Ketamine Queen
4 min readFeb 26, 2019

The way I see it this story is about my my reproductive health and heavy menstruation. I always had my period every 21 days since it began for me at age 14. Sixteen times a year I ovulated and lost the lining of my uterus, so many times a year I suffered from terrible cramps, crying in the night. At the suggestion of different OB/Gyns at various ages, I took different birth control pills, some making me regulate to 28 days and have lighter periods, some making me stop bleeding altogether. When I got pregnant with my children and started menstruating again after they were born, my cycle relaxed for a bit. My hormones relaxed with the cycles and I felt the ease of being regular and the ease of motherhood. When my oldest child was about 7, I began to have my periods at 21 days again. Then I began to have such heavy periods that I could not leave my house for about 2 days of the cycle. I bled through tampons and the largest sanitary pads available. I bled through my clothing on to sofas and chairs.

Perhaps it is about me not feeling like I am heard. At age 35, my family and I were driving on this journey of many, many hours of flat land and nothing to see. I knew that I needed to change my pads. We were driving with others in a small caravan, no cell service available so he refused to stop. There I sat bleeding and crying quietly for hours. When we arrived at a service station, I wrapped a beach towel around my whole body and waited in the line with many women at the rest room, feeling uncomfortable as I kept them waiting, peeling layer after layer of bright red blood-stained clothing from my body. The car seat was soaked. On the next leg of the trip I had to sit on the towel. Even my t shirt had begun to get wet. When we got home to Buenos Aires, my housekeeper saw the car and cleaned the seat for me, saying nothing just doing it. She washed my jeans and in a sense knew exactly what happened.

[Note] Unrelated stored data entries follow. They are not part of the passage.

PR #8047, opened 2026-06-16
improve font selection in epub files

dkanada:
### Changes

Font size handling is still a bit rough around the edges but this is a definite improvement. Previously it was common for our custom style to be overridden by more specific CSS rules.

### Issues

None

### Code Assistance

None


MBR-0001 (approved):
from my testing it works, the text is now more consistently sized

https://github.com/user-attachments/assets/d2934b58-9d6f-423a-94cf-8ebb8dc66146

It might be in part about my lack of ability to stand up for myself when something is urgent. The inability to tell my control freak husband to stop the car and I would take care of it on the side of the highway, rather than ruin the car which we were borrowing from a friend. It might be in part that he has no respect for his family’s physical needs as I recall him not stopping for my daughter to go to the restroom and finally she peed her pants while running into the gas station. I might be in part that I was finally learning to tell someone that no matter what, if someone tells you it’s an urgent, it really is. I went to the doctor two times and they said it would pass. It might be in part that when we moved home I finally went to the doctor when this nightmarish heavy period was occurring so they could see what I was going through and help me. I got put on heavy iron supplements and a good birth control pill to help with the cycle and my depression and anxiety eased up. I had no idea that anemia was linked with depression.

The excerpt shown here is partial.